= Records for this task =
PR #649, opened 2021-06-04
Added custom db_path argument for SQLite driver

markokitonjics:
db_path for SQLite3 driver was not customizable.

## Solution description
Added custom db_path argument for SQLite3 driver.

## Checklist:
- [x] Test
- [ ] Documentation (API)
- [x] MS info leakage check

### DIFF
--- a/examples/DB/Sqlite3/test_plan.py
+++ b/examples/DB/Sqlite3/test_plan.py
@@ -112,7 +112,7 @@ def main(plan):
     :return: Testplan result object.
     :rtype:  ``testplan.base.TestplanResult``
     """
-    my_db_path = os.path.join(tempfile.gettempdir(), "new_db_name")
+    my_db_path = tempfile.gettempdir()
     plan.add(
         MultiTest(
             name="Sqlite3Test",
--- a/examples/DB/Sqlite3/test_plan.py
+++ b/examples/DB/Sqlite3/test_plan.py
@@ -57,8 +57,8 @@ class DBQueries(object):
                 items,
             )
         result.log(
-            'Database file "{}" of driver "{}" created at "{}"'.format(
-                env.db.cfg.db_name, env.db.cfg.name, env.db.db_path
+            'Database file of driver "{}" created at "{}"'.format(
+                env.db.cfg.name, env.db.db_path
             )
         )
 
@@ -112,13 +112,14 @@ def main(plan):
     :return: Testplan result object.
     :rtype:  ``testplan.base.TestplanResult``
     """
-    my_db_path = tempfile.gettempdir()
+    db_file_name = "mydb"
+    my_db_path = os.path.join(tempfile.gettempdir(), db_file_name)
     plan.add(
         MultiTest(
             name="Sqlite3Test",
             suites=[DBQueries()],
             environment=[
-                Sqlite3(name="db", db_name="mydb", db_path=my_db_path)
+                Sqlite3(name="db", db_path=my_db_path)
             ],
         )
     )
--- a/examples/DB/Sqlite3/test_plan.py
+++ b/examples/DB/Sqlite3/test_plan.py
@@ -117,7 +117,9 @@ def main(plan):
         MultiTest(
             name="Sqlite3Test",
             suites=[DBQueries()],
-            environment=[Sqlite3(name="db", db_name="mydb", db_path=my_db_path)],
+            environment=[
+                Sqlite3(name="db", db_name="mydb", db_path=my_db_path)
+            ],
         )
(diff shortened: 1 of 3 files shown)


testplan/testing/multitest/driver/sqlite.py
```diff
@@ -24,6 +24,7 @@ def get_options(cls):
         """
         return {
             "db_name": str,
+            ConfigOption("db_path", default=None): str,
```
Pyifan, line 27: We need docstring for new config options.

examples/DB/Sqlite3/test_plan.py
```diff
@@ -110,11 +112,14 @@ def main(plan):
...
     :rtype:  ``testplan.base.TestplanResult``
     """
+    my_db_path = os.path.join(tempfile.gettempdir(), "new_db_name")
     plan.add(
         MultiTest(
             name="Sqlite3Test",
             suites=[DBQueries()],
-            environment=[Sqlite3(name="db", db_name="mydb")],
+            environment=[
+                Sqlite3(name="db", db_name="mydb", db_path=my_db_path)
```
Pyifan, line 121: It's usage is a bit weird, as ``db_name`` is required, however its value is ignored.

examples/DB/Sqlite3/test_plan.py
```diff
@@ -110,11 +112,14 @@ def main(plan):
     :return: Testplan result object.
     :rtype:  ``testplan.base.TestplanResult``
     """
+    my_db_path = os.path.join(tempfile.gettempdir(), "new_db_name")
```
Pyifan, line 115: Consider using an context mgr here so that the tmp dir is removed after plan run?

Pyifan (changes requested):

examples/DB/Sqlite3/test_plan.py
markokitonjics: We could mark db_name as deprecated and then:

- if db_path is not provided it would default to runpath + driver name
- if db_path is a relative path it would try to connect to runpath + db_path
- if db_path is an absolute path we would try to connect to it

What do you think?

Pyifan: Yuxuan suggested a solution, which I think is neat. We could reuse the db_name config option, it can take a relative or an absolute path -- in the former case, we assume it is relative to runpath, in the latter case, we would just use it directly. This would allow user to place the db outside the runpath and persist that.

A more advanced usage would be for user to specify the runpath and path_cleanup=False for the driver.

kn-ms: I think this is the same as Marko's suggestion, just reuse the db_name parameter. This way users do not need to change code because of deprecation, but the being the db_name a path it makes confusion for any new user.

markokitonjics: I agree with Krisztian. Although it would be nice to reuse the db_name argument, it wouldn't really be a "db name" but more like a "path to the db". Other then that your solution is exactly the same as ours so we do agree on that.

I think we should implement your suggestion under an argument called "db_path". Let us know if you disagree.

Pyifan: Oh, now I re-read I realize they are indeed the same. Uh... between 'breaking the user' and 'have a confusing param name', i'm slightly leaning towards the latter one. For most of users, they are still going to just provide the base name of the db, and it works like a hidden feature that 'db_name' could take a abs path as well. I think the docstring of this param would really matter to explain the usage and behavior. Anyway, i'm not keen on that, your call.

examples/DB/Sqlite3/test_plan.py
markokitonjics: `gettempdir()` is the temporary directory defined by the OS, it shouldn't be removed.

testplan/testing/multitest/driver/sqlite.py
markokitonjics: Yep :)

testplan/testing/multitest/driver/sqlite.py
```diff
@@ -68,7 +78,19 @@ def __init__(self, name, db_name, connect_at_start=True, **options):
     @property
     def db_path(self):
```
Pyifan, line 79: The db_path in config option is the dir portion of the db_path, but the db_path property is the full db_path. I don't think this is good.

Let's use just db_path in config option then, remove db_name.

Pyifan (changes requested):

Pyifan (approved):

PR #653, opened 2021-06-09
tpsreport cli

kn-ms:
tpsreport tool to be able to convert other framework results to testplan format

## Solution description
- refactored some of the result import logic
- cli added to import cppunit/gtest and export testplan json

## Checklist:
- [X] Test
- [ ] Documentation (API)
- [X] MS info leakage check


Pyifan:
This look great, very python 3! I just have some generic questions: 1) Would the script be available for non-venv user? 2) the download_report script, can it benefit from the new importer/exporter utilties as well? 3) do we have documentation for this command line tool?

Pyifan (approved):

PR #767, opened 2018-01-09
(maint) Remove named parameters

mwaggett:
This commit switches repo_path to use `options` as a parameter instead of a named parameter, since Ruby < 2.0 does not support named parameters.

### DIFF
--- a/lib/packaging/paths.rb
+++ b/lib/packaging/paths.rb
@@ -176,15 +176,15 @@ module Pkg::Paths
     end
   end
 
-  def repo_path(platform_tag, legacy: false)
+  def repo_path(platform_tag, options = { :legacy => false })
     repo_target = repo_name
-    repo_target = Pkg::Config.repo_name if legacy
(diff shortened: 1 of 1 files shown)


lib/packaging/paths.rb
```diff
@@ -176,15 +176,15 @@ def artifacts_path(platform_tag, path_prefix = 'artifacts')
     end
   end
 
-  def repo_path(platform_tag, legacy: false)
```
underscorgan: Do you need to make changes to how this is called also?

mwaggett: I don't think so, I tested in irb:
```
irb(main):001:0> def test(var, opts = {:thing => false})
irb(main):002:1> puts var if opts[:thing]
irb(main):003:1> end
=> :test
irb(main):004:0> test("hi")
=> nil
irb(main):005:0> test("hi", thing: true)
hi
=> nil
```

underscorgan: ok

PR #772, opened 2018-01-16
(RE-9889) `legacy` wasn't maintaining legacy behavior

underscorgan:
In an effort to maintain functionality of current nightlies pipelines, a
`legacy` option was added to Pkg::Paths.repo_path(). However, this did
not maintain behavior from packaging#master
Pkg::Util::Platform.repo_path(), which is causing existing nightly
pipelines to only ship repo configs, not actual repos/packages.

### DIFF
--- a/lib/packaging/paths.rb
+++ b/lib/packaging/paths.rb
@@ -178,7 +178,12 @@ module Pkg::Paths
 
   def repo_path(platform_tag, options = { :legacy => false })
     repo_target = repo_name
-    repo_target = Pkg::Config.repo_name if options[:legacy]
+    # in legacy packaging methods, there was no consistent way to determine the
+    # repo name. There were separate variables for apt_repo_name and
+    # yum_repo_name. At times, either or both of these were unset, and they had
+    # different defaults. So, for legacy automation we need to just use a splat
+    # and globbing to find our packages.
+    repo_target = '**' if options[:legacy]
     platform, version, arch = Pkg::Platforms.parse_platform_tag(platform_tag)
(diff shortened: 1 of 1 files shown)


lib/packaging/paths.rb
```diff
@@ -178,7 +178,7 @@ def artifacts_path(platform_tag, path_prefix = 'artifacts')
 
   def repo_path(platform_tag, options = { :legacy => false })
     repo_target = repo_name
-    repo_target = Pkg::Config.repo_name if options[:legacy]
+    repo_target = '**' if options[:legacy]
```
shrug: https://media.giphy.com/media/Fwn1auHR2LUGI/giphy.gif

lib/packaging/paths.rb
```diff
@@ -178,7 +178,12 @@ def artifacts_path(platform_tag, path_prefix = 'artifacts')
 
   def repo_path(platform_tag, options = { :legacy => false })
     repo_target = repo_name
-    repo_target = Pkg::Config.repo_name if options[:legacy]
+    # in legacy packaging methods, there was no consistent way to determine the
+    # repo name. There were separate variables for apt_repo_name and
+    # yum_repo_name. At times, either or both of these were unset, and they had
+    # different defaults. So, for legacy automation we need to just use a splat
+    # and globbing to find our packages.
+    repo_target = '**' if options[:legacy]
```
shrug: hungry_hippos

e-gris: https://gph.is/1KP1eHi

sarameisburger: I really appreciate the descriptive comment!

PR #773, opened 2018-01-18
Fix typo - Rake::Take should be Rake::Task

shrug:


underscorgan:
invoked trivial merge

PR #777, opened 2018-01-25
(PA-1786) Add platform def for redhat-fips

underscorgan:


mwaggett:
@underscorgan Is it work targeting at master and merging up or nah?

underscorgan:
@mwaggett nope, this won't be going into anything other than 5.x and beyond.

PR #783, opened 2018-02-02
(maint) packaging doesn't recognize source platform tags

underscorgan:
When compiling the list of valid architectures to validate a platform
tag, it doesn't include source architectures. This means that things
like `el-7-SRPMS` and `ubuntu-14.04-source` are not recognized as valid
platform tags.

### DIFF
--- a/lib/packaging/platforms.rb
+++ b/lib/packaging/platforms.rb
@@ -291,7 +291,7 @@ module Pkg::Platforms # rubocop:disable Metrics/ModuleLength
 
 
     # For platform names with a dash in them, because everything is special
-    supported_arches = arches_for_platform_version(platform, version)
+    supported_arches = arches_for_platform_version(platform, version, true)
     architecture = platform_tag.sub(/^(#{platform}-#{version}|#{codename})-?/, '')
 
     fail unless supported_arches.include?(architecture) || architecture.empty?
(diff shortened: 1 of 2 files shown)


underscorgan:
Tested by updating puppet-enterprise-vanagon to use packaging 1.0.x and successfully running `bundle exec ship`.

lib/packaging/platforms.rb
```diff
@@ -407,7 +407,16 @@ def codename_to_tags(codename)
   # Given a platform and version, return the arches that we build for that
   # platform
   def arches_for_platform_version(platform, version)
-    get_attribute_for_platform_version(platform, version, :architectures)
+    platform_architectures = get_attribute_for_platform_version(platform, version, :architectures)
+    # get_attribute_for_platform_version will raise an exception if the attribute
```
sarameisburger: I <3 comments

lib/packaging/platforms.rb
```diff
@@ -407,7 +407,16 @@ def codename_to_tags(codename)
...
+    # isn't found. We don't want this to be a fatal error, we just want to append
+    # the source architecture if it's found
+    begin
+      source_architecture = Array(get_attribute_for_platform_version(platform, version, :source_architecture))
+    rescue
+      source_architecture = []
+    end
+    return (platform_architectures + source_architecture).flatten
```
mwaggett: Is there a time when we'd only want platform architectures? I'm worried that `arches_for_platform_version` is/will be used in a way that only expects platform architectures. 

Perhaps there could be a separate `source_arches_for_platform_version` function and then a third function for combining them if you want both? In which case, maybe this one should be called `platform_arches_for_platform_version`?

underscorgan: Looking through all the places this is used, I think the only time you don't want sources included in there is when we're copying noarch packages around, and we were talking yesterday about how that behavior is problematic anyways 🤷‍♀️

underscorgan: Though in the interest of not breaking that even further, I'll at least rework how that bit is happening.

underscorgan:
@mwaggett on second thought, I think this is a lot safer. Running a test to make sure this still fixes the issue I was seeing, but this look better?

underscorgan:
yup, test worked \o/

PR #787, opened 2018-02-07
(maint) Specify path for remote bundle installs

mwaggett:
This commit adds `.bundle/gems` as the path to install gems when executing remote rake tasks. Previously, `bundle install` could fail because the user did not have write permission to the default path.


mwaggett:
Just successfully shipped puppetserver tarballs manually with this change.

= Exercise directions =
Write down only how many lines of the entries above include the word "still".

= Task result =
2